Preterm delivery is the leading cause of
infant mortality and yet researchers and doctors don’t know what causes it. Premature
babies have a higher risk of respiratory problems, neurological diseases, and
the risk of early childhood mortality is up to seven times higher for preemies
than for babies born at full term with normal birth weight.
According to the first nationwide Premature
Birth Report Card, seventeen states earned an F from the advocacy group and there
were no As among the grades. The U.S. received a D overall on the
March of Dimes’ first state by state report released today.
One state, Vermont, earned a B and ranked at the top
with a rate of 9%. The cutoff for an A and the government’s “Healthy People
2010” goal was a preterm birth rate of 7.6% or less.
Eight states received Cs and 23 states
received Ds.
In addition to providing state rankings,
the March of Dimes report card also analyzes the rates of factors that
contribute to premature birth. Risk factors for premature birth include: smoking
among mothers-to-be, absence of health insurance for that same group, pregnancy
depression.
“Many factors go into both a state's and a
nation's premature birth rate,” said Ronald S. Gibbs, MD, a volunteer and
medical-expert spokesman for the March of Dimes.
However, the group said there are some
solutions that are at hand and some steps that can be done in order to lower
the premature birth rate. Among them: increased federal spending for
prematurity prevention medical research, expanded access to health coverage for
childbearing-age women, smoking cessation programs for mothers-to-be. Pregnant
women who have had a previous episode of preterm birth should get weekly shots
of the hormone progesterone starting at 16 to 20 weeks' gestation.
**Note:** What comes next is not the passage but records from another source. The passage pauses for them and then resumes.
PR #233, opened 2024-09-05
feat: add snyk_tmp_dir_path config

sandor-trombitas:


pkg/app/app.go
```diff
@@ -125,6 +126,29 @@ func defaultInputDirectory() configuration.DefaultValueFunction {
...
+		if existingValue != nil {
+			return existingValue
+		}
+		ri := engine.GetRuntimeInfo()
+		if ri == nil {
+			return false
+		}
+
+		version := ri.GetVersion()
+		tmpDir := pkg_utils.GetTemporaryDirectory(os.TempDir(), version)
```
PeterSchafer, line 140: Issue: The first parameter should be the configured `cache_path`. 

something like this.
```suggestion
		tmpDir := pkg_utils.GetTemporaryDirectory(config.getString(configuration.CACHE_PATH), version)
```

pkg/app/app.go
```diff
@@ -125,6 +126,29 @@ func defaultInputDirectory() configuration.DefaultValueFunction {
...
+	callback := func(existingValue interface{}) interface{} {
+		if existingValue != nil {
+			return existingValue
+		}
+		ri := engine.GetRuntimeInfo()
+		if ri == nil {
+			return false
+		}
+
+		version := ri.GetVersion()
```
PeterSchafer, line 139: Suggestion: let's just check that the version isn't empty and use some default value if it is.

pkg/configuration/constants.go
```diff
@@ -18,6 +18,7 @@ const (
 	DEBUG_FORMAT                    string = "debug_format"
 	INSECURE_HTTPS                  string = "insecure"
 	PROXY_AUTHENTICATION_MECHANISM  string = "proxy_auth"
+	TEMP_DIR_PATH                   string = "snyk_tmp_dir_path"
```
PeterSchafer, line 21: Suggestion: `snyk_` will translate into an environment variable as per naming convention. considering this, we might want to look at consistency with other examples. `SNYK_CACHE_PATH` for example, this would mean `SNYK_TMP_PATH` makes more sense.

pkg/app/app_test.go
```diff
@@ -281,3 +282,33 @@ func Test_initConfiguration_PREVIEW_FEATURES_ENABLED(t *testing.T) {
 	actual = config.GetBool(configuration.PREVIEW_FEATURES_ENABLED)
 	assert.True(t, actual)
 }
+
+func Test_initConfiguration_DEFAULT_TEMP_DIRECTORY(t *testing.T) {
```
PeterSchafer, line 286: Suggestion: add a case where the tmp path is specified in the config, this should return the configured rather then the default value.

pkg/app/app.go
```diff
@@ -125,6 +126,33 @@ func defaultInputDirectory() configuration.DefaultValueFunction {
 	return callback
 }
 
+func defaultTempDirectory(engine workflow.Engine, config configuration.Configuration, logger *zerolog.Logger) configuration.DefaultValueFunction {
+	callback := func(existingValue interface{}) interface{} {
+		if existingValue != nil {
+			return existingValue
+		}
+		ri := engine.GetRuntimeInfo()
```
PeterSchafer, line 134: Suggestion: Let's combine the case where version is empty and runtimeinfo is nil.

pkg/app/app.go
```diff
@@ -125,6 +126,33 @@ func defaultInputDirectory() configuration.DefaultValueFunction {
...
+		version := ri.GetVersion()
+		if len(version) == 0 {
+			version = "0.0.0"
+		}
+
+		tmpDir := pkg_utils.GetTemporaryDirectory(config.GetString(configuration.CACHE_PATH), version)
+		err := pkg_utils.CreateAllDirectories(tmpDir, version)
+		if err != nil {
+			logger.Err(err)
+			return false
```
PeterSchafer, line 148: Suggestion: Please always return the same type, in this case string. Also it might be worth to think of a better more error tolerant fallback if the folders couldn't be created. Maybe we just return the directory anyways and only keep the log?

PeterSchafer (approved):

PR #234, opened 2024-09-09
feat: conditionally set the workflow data location based on size

j-luong:


pkg/configuration/constants.go
```diff
@@ -18,6 +18,7 @@ const (
 	DEBUG_FORMAT                    string = "debug_format"
 	INSECURE_HTTPS                  string = "insecure"
 	PROXY_AUTHENTICATION_MECHANISM  string = "proxy_auth"
+	IN_MEMORY_THRESHOLD_BYTES       string = "in_memory_threshold_bytes"
```
PeterSchafer, line 21: Suggestion: make this `internal_`

pkg/app/app.go
```diff
@@ -194,6 +195,8 @@ func initConfiguration(engine workflow.Engine, config configuration.Configuratio
 	config.AddDefaultValue(configuration.CACHE_PATH, configuration.StandardDefaultValueFunction(dir))
 	config.AddDefaultValue(configuration.AUTHENTICATION_SUBDOMAINS, configuration.StandardDefaultValueFunction([]string{"deeproxy"}))
 	config.AddDefaultValue(configuration.MAX_THREADS, configuration.StandardDefaultValueFunction(runtime.NumCPU()))
+	// set default filesize threshold to 512MB
+	config.AddDefaultValue(configuration.IN_MEMORY_THRESHOLD_BYTES, configuration.StandardDefaultValueFunction(fmt.Sprintf("%d", 512*1024*1024)))
```
PeterSchafer, line 199: Question: out of curiosity, why do we need `fmt.Sprintf()`? can't we us an integer directly?

pkg/workflow/dataimpl.go
```diff
@@ -2,30 +2,157 @@ package workflow
...
+
+// Deprecated: Use NewData instead
+//
 // NewDataFromInput creates a new data instance from the given input data.
 //
 // It will preserve the headers, metadata and errors
-func NewDataFromInput(input Data, typeIdentifier Identifier, contentType string, payload interface{}) Data {
+func NewDataFromInput(input Data, typeIdentifier Identifier, contentType string, payload interface{}, opts ...Option) Data {
+	// initialise DataImpl
+	output := &DataImpl{
```
PeterSchafer, line 143: Suggestion: don't duplicate this code, just use `newDataWith()`

pkg/workflow/dataimpl.go
```diff
@@ -11,62 +14,158 @@ import (
 
 // DataImpl is the default implementation of the Data interface.
 type DataImpl struct {
-	identifier Identifier
-	header     http.Header
-	payload    interface{}
-	errors     []snyk_errors.Error
+	identifier      Identifier
+	header          http.Header
+	contentType     string
```
PeterSchafer, line 19: Question: content-type is already stored in the header, why do we need an extra variable for it?

pkg/workflow/dataimpl.go
```diff
@@ -11,62 +14,158 @@ import (
...
+	inputData       Data
```
PeterSchafer, line 20: Question: Do we really need to hold the input data?

pkg/workflow/dataimpl.go
```diff
@@ -11,62 +14,158 @@ import (
...
+
+func withPayload(payload *interface{}) Option {
+	return func(d *DataImpl) {
+		d.payload = *payload
+	}
+}
+
+func WithConfiguration(config *configuration.Configuration) Option {
+	return func(d *DataImpl) {
+		d.configuration = *config
```
PeterSchafer, line 69: Suggestion: For all `WithXyz(xyz)` you don't have to hold on to everything that is given to the with function, you can also derive the values in with and not hold onto the configuration, the data ... This way you enable to release memory earlier and don't make a data object container for everything. In some reasons it might be useful but not as a default.

pkg/local_workflows/report_analytics_workflow.go
```diff
@@ -81,6 +81,8 @@ func reportAnalyticsEntrypoint(invocationCtx workflow.InvocationContext, inputDa
 			workflow.NewTypeIdentifier(WORKFLOWID_REPORT_ANALYTICS, reportAnalyticsWorkflowName),
 			"application/json",
 			[]byte(commandLineInput),
+			workflow.WithConfiguration(&config),
```
PeterSchafer, line 84: Suggestion: Let's limit impact of the changes and not use this function everywhere.

pkg/local_workflows/output_workflow.go
```diff
@@ -79,7 +79,14 @@ func filterSummaryOutput(config configuration.Configuration, input workflow.Data
 	}
 
 	workflowId := workflow.NewTypeIdentifier(WORKFLOWID_OUTPUT_WORKFLOW, "FilterTestSummary")
-	return workflow.NewDataFromInput(input, workflowId, content_type.TEST_SUMMARY, bytes), nil
+	output := workflow.NewDataFromInput(
```
PeterSchafer, line 82: Suggestion: Let's limit impact of the changes and not use this function everywhere.

pkg/workflow/dataimpl.go
```diff
@@ -134,3 +251,56 @@ func (d *DataImpl) GetErrorList() []snyk_errors.Error {
...
+		return payloadLocation
+	}
+
+	logger.Debug().Msg("payload is larger than threshold, writing it to disk")
+	return writePayloadToDisk(id, config, bytes, logger)
+}
+
+func writePayloadToDisk(id Identifier, config configuration.Configuration, data []byte, logger *zerolog.Logger) Location {
+	tempDir := config.GetString(configuration.TEMP_DIR_PATH)
+	filepath := fmt.Sprintf("%s/workflow.%s.%d", tempDir, id.Path, time.Now().Unix())
```
PeterSchafer, line 290: Suggestion: Better use [stdlib functionality](https://pkg.go.dev/os#CreateTemp) this is safer than using a unix timestamp.

pkg/workflow/dataimpl.go
```diff
@@ -134,3 +251,56 @@ func (d *DataImpl) GetErrorList() []snyk_errors.Error {
...
+	bytes, ok := payload.([]byte)
+	if !ok {
+		return payloadLocation
+	}
+
+	payloadSize := len(bytes)
+	fileSizeThreshold := config.GetInt(configuration.IN_MEMORY_THRESHOLD_BYTES)
+	logger.Debug().Msgf("payload is []byte, comparing payload size (%d bytes) to threshold (%d bytes)", payloadSize, fileSizeThreshold)
+
+	if payloadSize <= fileSizeThreshold {
```
PeterSchafer, line 279: Question: how can I disable it through configuration. Setting a large number? how about setting the threshold to -1.

pkg/workflow/types.go
```diff
@@ -35,6 +35,8 @@ type Data interface {
 	SetContentLocation(string)
 	AddError(err snyk_errors.Error)
 	GetErrorList() []snyk_errors.Error
+	SetConfiguration(config configuration.Configuration)
```
PeterSchafer, line 38: Question: Do we really need this here? otherwise I would say configuration is to big of a concept to link it to on data instance. better take what you need from the configuration once.

pkg/workflow/dataimpl.go
```diff
@@ -11,62 +14,158 @@ import (
...
-		dataIdentifier.Fragment = fmt.Sprintf("%d", time.Now().Nanosecond())
+		output.identifier.Fragment = fmt.Sprintf("%d", time.Now().Nanosecond())
 	}
 
-	output := &DataImpl{
-		identifier: &dataIdentifier,
-		header:     header,
-		payload:    payload,
-		errors:     errors,
+	output.payloadLocation = setPayloadLocation(output.identifier, output.configuration, output.payload, output.logger)
```
PeterSchafer, line 129: Suggestion: keep logic close together, separating writing to disk and related logic makes it difficult to understand and error prone. Currently there are two places that use `setPayloadLocation()` which can easily cause the errors. Can't we just call a common function? that does the same in both cases?

pkg/workflow/dataimpl.go
```diff
@@ -90,12 +189,30 @@ func (d *DataImpl) GetMetaData(key string) (string, error) {
 
 // SetPayload sets the payload of the given data instance.
 func (d *DataImpl) SetPayload(payload interface{}) {
-	d.payload = payload
+	payloadLocation := setPayloadLocation(d.identifier, d.configuration, payload, d.logger)
```
PeterSchafer, line 192: Suggestion: see https://github.com/snyk/go-application-framework/pull/234/files#r1755160730

pkg/workflow/dataimpl.go
```diff
@@ -134,3 +251,56 @@ func (d *DataImpl) GetErrorList() []snyk_errors.Error {
...
+	logger.Debug().Msg("payload is larger than threshold, writing it to disk")
+	return writePayloadToDisk(id, config, bytes, logger)
+}
+
+func writePayloadToDisk(id Identifier, config configuration.Configuration, data []byte, logger *zerolog.Logger) Location {
+	tempDir := config.GetString(configuration.TEMP_DIR_PATH)
+	filepath := fmt.Sprintf("%s/workflow.%s.%d", tempDir, id.Path, time.Now().Unix())
+
+	logger.Debug().Msgf("Writing payload to file: %v", filepath)
+	if err := os.WriteFile(filepath, data, 0755); err != nil {
```
PeterSchafer, line 293: Question: I remember that we talked about keeping a shasum to at least detect broken files. Did this prove not feasible or is there any reason not to do it?

pkg/workflow/dataimpl.go
```diff
@@ -134,3 +251,56 @@ func (d *DataImpl) GetErrorList() []snyk_errors.Error {
...
+		logger.Error().Msgf("Error writing to file: %v", err)
+		return Location{
+			Path: "",
+			Type: InMemory,
+		}
+	}
+
+	logger.Debug().Msgf("Payload written to file: %v", filepath)
```
PeterSchafer, line 301: Suggestion on logging: There is a lot of debug logs being added here, but I doubt they are always required, how about moving some of them to trace level and maybe double checking that they have value. 
Just imagine that this logic is called multiple times in the dataflow, maybe even in parallel, how can we make sure the log messages make sense? For network requests, we included the a pointer in the log message to be able to separate the same message.

pkg/workflow/dataimpl.go
j-luong: nope, removed

pkg/workflow/types.go
j-luong: removed

pkg/workflow/dataimpl.go
j-luong: We can keep a shasum of the data if we save to disk, is there much value in adding validation when reading from disk?

sandor-trombitas (approved):

PR #236, opened 2024-09-10
feat: import specifications from generated artefacts

thisislawatts:
There are few things in this changeset:

- Import script for inlining generated specification artefacts. Verify by running `./scripts/pull-down-test-api-spec.sh`
- Experimental Cue based workflow for transforming data between specifications.


scripts/pull-down-test-api-spec.sh
```diff
@@ -0,0 +1,27 @@
+#!/usr/bin/env bash
+
+API_SPEC_PATH=../dragonfly
+# Navigate to repo
+cd $API_SPEC_PATH
```
PeterSchafer, line 5: Question: Do we need an initial clone?

scripts/pull-down-test-api-spec.sh
```diff
@@ -0,0 +1,27 @@
...
+cp -r $API_SPEC_PATH/tsp-output/@typespec/openapi3/ ./internal/cue_utils/source/openapi
+# Import types for go
+cp $API_SPEC_PATH/tsp-output/go/typespec_gen.go ./internal/dragonfly/dragonfly.go
+
+# Rename imported go types
+# In the future the package name will be configurable
+sed -i "" 's/package\ presentation/package\ dragonfly/g' internal/dragonfly/dragonfly.go
+
+cd ./internal/cue_utils
+go generate
```
cmars, line 27:
```suggestion
make generate
```

Then the `generate` target can depend on tooling like `oapi-codegen` and `cue` being installed.

internal/cue_utils/source/openapi/test.spec.yaml
cmars, line 1: I think this might be a duplicate copy of `.../rest/test.spec.yaml`?

internal/cue_utils/embed_gen.go
```diff
@@ -0,0 +1,17 @@
+package cue_utils
```
cmars, line 1: Underscores in Go packages are allowed but not conventional... Suggest renaming the directory & package to 

```suggestion
package cueutils
```

cmars: A package-level Godoc comment might be a useful place to explain what this is and what it's for. It'd go into https://pkg.go.dev/github.com/snyk/go-application-framework

internal/cue_utils/transformer_test.go
```diff
@@ -0,0 +1,95 @@
...
+	cuejson "cuelang.org/go/pkg/encoding/json"
+)
+
+func TestNewTransformer_ValidTransformToTestApiFromCliTestManaged(t *testing.T) {
+	ctx := cuecontext.New()
+
+	transformer, err := NewTransformer(ctx, ToTestApiFromCliTestManaged)
+	if err != nil {
+		t.Errorf("Unexpected error: %v", err)
+	}
```
cmars, line 19: Suggest using https://pkg.go.dev/github.com/attic-labs/testify/assert for assertions, they're much more ergonomic and conventionally used elsewhere in the GAF.

```suggestion
	assert.NoError(t, err)
```

scripts/pull-down-test-api-spec.sh
thisislawatts: Switched to: https://github.com/snyk/go-application-framework/pull/236/commits/a8d513af994df83d33cce76a416363957d9cd12f

internal/cueutils/convert/to_cli/from_testapi.cue
```diff
@@ -0,0 +1,17 @@
...
+input: {
+    test: testapi.#TestResource
+    findings: [...testapi.#FindingResource]
+}
+
+output: {
+    findings: [ for finding in input.findings { finding.attributes } ]
+    summary: input.test.attributes.summary
+    outcome: input.test.attributes.outcome
+    severity_order: ["high", "medium", "low"]
```
PeterSchafer, line 16: IIRC this is supposed to be in ASC order

internal/cue_utils/embed_gen.go
thisislawatts: Renamed in: https://github.com/snyk/go-application-framework/pull/236/commits/86da075ee9401380a34c0a22b036b60518b8c225

thisislawatts: https://github.com/snyk/go-application-framework/pull/236/commits/1769935b2307be2148d36892880f3089155195c6

internal/cueutils/transformer_test.go
```diff
@@ -0,0 +1,95 @@
...
+
+	if transformer == nil {
+		t.Error("Expected a non-nil transformer")
+	}
+
+	input := loadJsonFile(t, "cli-json-test-npm.json")
+	_, applyError := transformer.Apply(input)
+	if applyError == nil {
+		t.Fatal(err)
+	}
```
sandor-trombitas, line 29: I'm not sure i'm reading this test correct. Are we expecting `transformer.Apply` to return an error for our input?
```suggestion
	if applyError != nil {
        	t.Fatalf("Unexpected error applying transformation: %v", applyError)
    }
```

internal/cueutils/transformer_test.go
```diff
@@ -0,0 +1,95 @@
...
+	transformer, err := NewTransformer(ctx, ToCliFromTestApi)
+
+	if err != nil {
+		t.Errorf("Unexpected error: %v", err)
+	}
+
+	if transformer == nil {
+		t.Error("Expected a non-nil transformer")
+	}
+}
```
sandor-trombitas, line 61: Is this test complete? Can we add some positive test cases: The existing tests seem to expect errors We should include positive test cases where we expect successful transformations and verify the results.

```go
expectedOutput := loadJsonFile(t, "expected-test-api-output.json")
    if !reflect.DeepEqual(output, expectedOutput) {
        t.Errorf("Transformation output does not match expected result.\nGot: %v\nWant: %v", output, expectedOutput)
    }
```

internal/cueutils/transformer_test.go
```diff
@@ -0,0 +1,95 @@
...
+
+func TestNewTransformer_InvalidTransform(t *testing.T) {
+	ctx := cuecontext.New()
+	_, err := NewTransformer(ctx, "invalid_transform.cue")
+	if err == nil {
+		t.Error("Expected an error for invalid transform")
+	}
+}
```
sandor-trombitas, line 69: ⛏️ _Nitpick_: Can we include some other edge cases, such as empty input, malformed data, or boundary conditions specific to each transformation type.

internal/cueutils/transformer_test.go
thisislawatts: Correct, fixed in: https://github.com/snyk/go-application-framework/pull/236/commits/0d1b77d8990207bcbb3be1602d51af8a3b984d4d

scripts/pull-down-test-api-spec.sh
thisislawatts: Added a clone if the directory does not exist

scripts/pull-down-test-api-spec.sh
```diff
@@ -0,0 +1,27 @@
...
+cd -
+
+# Vendor OpenAPI build artefacts for use in cue
+cp -r $API_SPEC_PATH/tsp-output/@typespec/openapi3/ ./internal/cue_utils/source/openapi
+# Import types for go
+cp $API_SPEC_PATH/tsp-output/go/typespec_gen.go ./internal/dragonfly/dragonfly.go
+
+# Rename imported go types
+# In the future the package name will be configurable
+sed -i "" 's/package\ presentation/package\ dragonfly/g' internal/dragonfly/dragonfly.go
```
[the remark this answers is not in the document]
thisislawatts: Adopted in: https://github.com/snyk/go-application-framework/pull/236/commits/f8d128a6b29b361941618fc300ec6103e2383d73

internal/cueutils/transformer_test.go
thisislawatts: I am definitely up for introducing these test cases @sandor-trombitas but I would like to do that in follow up iteration as we develop a better understanding of the failure modes we want to get from this module.

tools.go
```diff
@@ -0,0 +1,7 @@
+//go:build tools
+
+package go_application_framework
```
PeterSchafer, line 3: Question: What is this file about?

thisislawatts: Adopting this pattern:
https://www.jvt.me/posts/2022/06/15/go-tools-dependency-management/

scripts/pull-down-test-api-spec.sh
```diff
@@ -0,0 +1,27 @@
+#!/usr/bin/env bash
```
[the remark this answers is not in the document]
cmars: Inlined models in a union I think

thisislawatts:
We missing types for transformed Cue data objects, this means the output of `internal/cueutils/convert/to_cli/from_testapi.cue`

scripts/pull-down-test-api-spec.sh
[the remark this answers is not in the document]
thisislawatts: Resolved by recent fix to underlying spec

internal/cueutils/transformer_test.go
```diff
@@ -0,0 +1,71 @@
...
+func TestNewTransformer_ValidTransformToTestApiFromCliTestManaged_Malformed(t *testing.T) {
+	ctx := cuecontext.New()
+
+	transformer, err := NewTransformer(ctx, ToTestApiFromCliTestManaged)
+
+	assert.NoError(t, err)
+	assert.NotNil(t, transformer, "Expected a non-nil transformer")
+
+	input := loadJsonFile(t, "cli-json-test-npm.malformed.json")
+	n, applyError := transformer.Apply(input)
```
cmars, line 24: Nitpick: prefer `err` for errors, unless there's enough context or scoping conflicts to require differentiation. It's a preference, but also a prevailing style in Go code. `err` tends to stand out better.

```suggestion
	n, err := transformer.Apply(input)
```

cmars (approved):
LGTM!

Some ideas on how to keep the output schema & Go structs in sync but fine for followups.

internal/cueutils/transformer.go
```diff
@@ -0,0 +1,98 @@
...
+	if err := withOutput.Err(); err != nil {
+		return nil, fmt.Errorf("failed to get output: %w", err)
+	}
+
+	// Convert from Cue.Value to relevant go type
+	codec := gocodec.New(t.inst.Context(), &gocodec.Config{})
+	var localFinding LocalFinding
+
+	// Gate with validation before encoding?
+	encodeErr := codec.Encode(withOutput, &localFinding)
```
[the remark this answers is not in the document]
cmars: Nevermind, looks like we have them... Do tests fail if we remove them?

internal/cueutils/convert/to_cli/from_testapi.cue
```diff
@@ -0,0 +1,18 @@
...
+
+input: _
+
+input: {
+    test: testapi.#TestResource
+    findings: [...testapi.#FindingResource]
+}
+
+// This should align with
+// LocalFinding definition
```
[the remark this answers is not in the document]
PeterSchafer: I think Option 2 would mean we are detached from the dragonfly types. Which I would like to avoid to be honest.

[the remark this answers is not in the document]
PeterSchafer: Is there maybe an **Option 3** that makes use of any of the [encodings in cue](https://pkg.go.dev/cuelang.org/go/encoding@v0.10.0) instead of defining these cue types in code, we should be able to import them from something that comes from dragonfly. 
So that dragonfly would still be the single source of truth.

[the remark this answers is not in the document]
cmars: I think we'd want to do that either way (reference the original Dragonfly types)!

With Option 1, you'd import the test API types into a new Typespec model defining the output schema.

With Option 2, you'd reference the Dragonfly-derived Cue types from `testapi` in the output schema.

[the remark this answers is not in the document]
cmars: Option 2 would look like:

```
output: {
    test: testapi.#TestResource
    findings: [...testapi.#FindingResource]
    outcome: // TODO: define the shape for this one...
}
output: {
    // the concrete values you've already got here...
}
```

internal/cueutils/schemas/cli_test_managed.cue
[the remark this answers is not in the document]
thisislawatts: Added in https://github.com/snyk/go-application-framework/pull/236/commits/e4785b7d7afa3e8feed4c8e926790aa6f19cc256

internal/cueutils/transformer.go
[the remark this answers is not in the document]
thisislawatts: I added these in after out conversation the tests were passing before hand as well. Working out _why_ it was working without the annotations is an investigation for another day :)

internal/cueutils/transformer_test.go
thisislawatts: Aligned https://github.com/snyk/go-application-framework/pull/236/commits/c3ff5f653fbc781dbff2ed21d8683fd8a22cd8a2

sandor-trombitas (approved):
💯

Studies have
shown that this treatment can reduce preterm birth risk by up to one third.
Also,
treating pregnancy depression might be an effective way to help prevent these
premature births. Research has shown that after taking other risk factors into
account (such as mother’s age, education level, and whether the woman had a
preterm baby in the past), women with less severe depressive symptoms have a 60
percent higher risk of a premature birth compared to women without “significant”
depressive symptoms.
Given this situation, prematurity still
remains a major national concern. Infant deaths in the United States
continue to surpass other developed countries despite a bigger amount of money
spent on health care. Premature birth and low birth weight are two main
factors that contribute to more than two thirds of infant deaths.